PR #4, opened 2015-12-23
uiSchema support

n1k0:
This ensures react-jsonschema-form uiSchema customization is supported by kinto-admin.

r=? @Natim


Natim:
r+

PR #14, opened 2016-03-09
Fixes #13: Upgrade react-jsonschema-form to 0.12

### LINKED ISSUE #13: Upgrade react-jsonschema-form to 0.12.0
Changelog: https://github.com/mozilla-services/react-jsonschema-form/releases/tag/v0.12.0

As we're starting from 0.4 currently, expect some breakage. /cc @magopian

n1k0:
r=? @magopian (let's pair review this tomorrow)


css/rjsf.css
```diff
@@ -1,25 +1,25 @@
-.generic-form * {
+.rjsf * {
```
magopian: is `rjsf` a fake/random name just for the tests, as I believe it is? If so, I'd rather have something like `random-name` or `test-name` or even `foobar` so it's explicit ;)

magopian:
a very small nit, other than that, r+

Thanks!

css/rjsf.css
n1k0: Nope, it's acronym for *r*eact *j*son *s*chema *f*orm and is the name of the provided CSS stylesheet root identifier for the built forms.

magopian: ah, makes total sense now that I see it, thanks for the explanation!

PR #25, opened 2016-03-22
Fixes #24 : CSS fix for the notification close button

### LINKED ISSUE #24: little notification "cross" is in position: fixed
This little cross (see screenshot below, its css class is `close`) is set as `position: fixed`, and will thus stay exactly in the same position when scrolling.

It's also not properly aligned with the notification box title.

 screen shot 2016-03-22 at 10 48 29

magopian:
Fixes #24

screen shot 2016-03-22 at 11 13 52


magopian:
@n1k0 @Natim what do you think?

PR #43, opened 2016-04-26
Fixes #42: Configurable settings from the json config file.

### LINKED ISSUE #42: Allow preconfiguring server settings in the admin config file

n1k0:
This patch updates the admin JSON configuration file to allow configuring default server settings. Note that this change breaks backward compatibility and require upgraders to update their config file. 

r=? @leplatrem @magopian

### DIFF
--- a/package.json
+++ b/package.json
@@ -58,6 +58,7 @@
     "fake-indexeddb": "1.0.3",
     "file-loader": "^0.8.5",
     "gh-pages": "^0.11.0",
+    "history": "^1.17.0",
     "jsdom": "^8.3.0",
     "json-loader": "^0.5.4",
     "mocha": "^2.3.0",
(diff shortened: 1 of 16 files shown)


n1k0:
I need to ensure custom settings entered in the dedicated form are persisted locally; right now they're overridden by config settings every time the page is reloaded, which is wrong.

package.json
```diff
@@ -58,6 +58,7 @@
     "fake-indexeddb": "1.0.3",
     "file-loader": "^0.8.5",
     "gh-pages": "^0.11.0",
+    "history": "^1.17.0",
```
leplatrem: just curious, what is that ?

leplatrem:
LGTM :)

package.json
n1k0: A peer dependency which was handled automatically just fine with npm 2 but which breaks with npm 3; declaring it here makes it work in both versions :)

PR #47, opened 2016-04-27
use a pretty label for collection button

### LINKED ISSUE #40: Buckets and collections labels
*not an emergency*

Currently the object id is used as the label AFAIK.

The use-case would be to have a collection with id `addons` but shown as `Add-ons` in the menu.
It could read ~~a `label`~~ the `name` attribute in the collection metadata for example.

https://github.com/mozilla-services/kinto2xml/issues/13

glasserc:
Take the `name` field from the collection info in the config.

Fixes #40.

### DIFF
--- a/scripts/components/Sidebar.js
+++ b/scripts/components/Sidebar.js
@@ -29,9 +29,10 @@ export default class Sidebar extends Component {
                 "list-group-item",
                 params.name === name ? "active" : "",
               ].join(" ");
+              const label = collections[name].name || name;
               return (
                 <Link key={i} to={`/collections/${name}`} className={classes}>
-                  {name + (!collections[name].synced ? "*" : "")}
+                  {label + (!collections[name].synced ? "*" : "")}
                 </Link>
               );
             })
--- a/test/containers/Sidebar_test.js
+++ b/test/containers/Sidebar_test.js
@@ -18,7 +18,7 @@ describe("Sidebar container", () => {
     expect(nodeTexts(comp, "a")).eql([
       "Home",
       "Settings",
-      "tasks",
+      "Todo tasks",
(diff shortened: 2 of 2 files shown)


n1k0:
Looks great, thank you!

scripts/components/Sidebar.js
```diff
@@ -29,9 +29,10 @@ export default class Sidebar extends Component {
                 "list-group-item",
                 params.name === name ? "active" : "",
               ].join(" ");
+              const label = collections[name].name || name;
               return (
                 <Link key={i} to={`/collections/${name}`} className={classes}>
-                  {name + (!collections[name].synced ? "*" : "")}
+                  {label + (!collections[name].synced ? "*" : "")}
```
Natim: Does this still work with that change: https://github.com/mozilla-services/amo-blocklist-ui/commit/218b9bf8e4ebc300b5227eb5edf9e66fee8bf3bb

n1k0: Well `addons` will now be listed in the sidebar instead of "add-ons" if that's your question :) So to summarize:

★ ★ ★ ★

#### [WHAT THE TASK ASKS]
Nothing but the lines above from the one containing "uiSchema support" through the one containing "magopian: ah, makes" should appear in the answer, each repeated exactly.

#### [OUTPUT OF THE TASK]
uiSchema support

n1k0:
This ensures react-jsonschema-form uiSchema customization is supported by kinto-admin.

r=? @Natim


Natim:
r+

PR #14, opened 2016-03-09
Fixes #13: Upgrade react-jsonschema-form to 0.12

### LINKED ISSUE #13: Upgrade react-jsonschema-form to 0.12.0
Changelog: https://github.com/mozilla-services/react-jsonschema-form/releases/tag/v0.12.0

As we're starting from 0.4 currently, expect some breakage. /cc @magopian

n1k0:
r=? @magopian (let's pair review this tomorrow)


css/rjsf.css
```diff
@@ -1,25 +1,25 @@
-.generic-form * {
+.rjsf * {
```
magopian: is `rjsf` a fake/random name just for the tests, as I believe it is? If so, I'd rather have something like `random-name` or `test-name` or even `foobar` so it's explicit ;)

magopian:
a very small nit, other than that, r+

Thanks!

css/rjsf.css
n1k0: Nope, it's acronym for *r*eact *j*son *s*chema *f*orm and is the name of the provided CSS stylesheet root identifier for the built forms.

magopian: ah, makes total sense now that I see it, thanks for the explanation!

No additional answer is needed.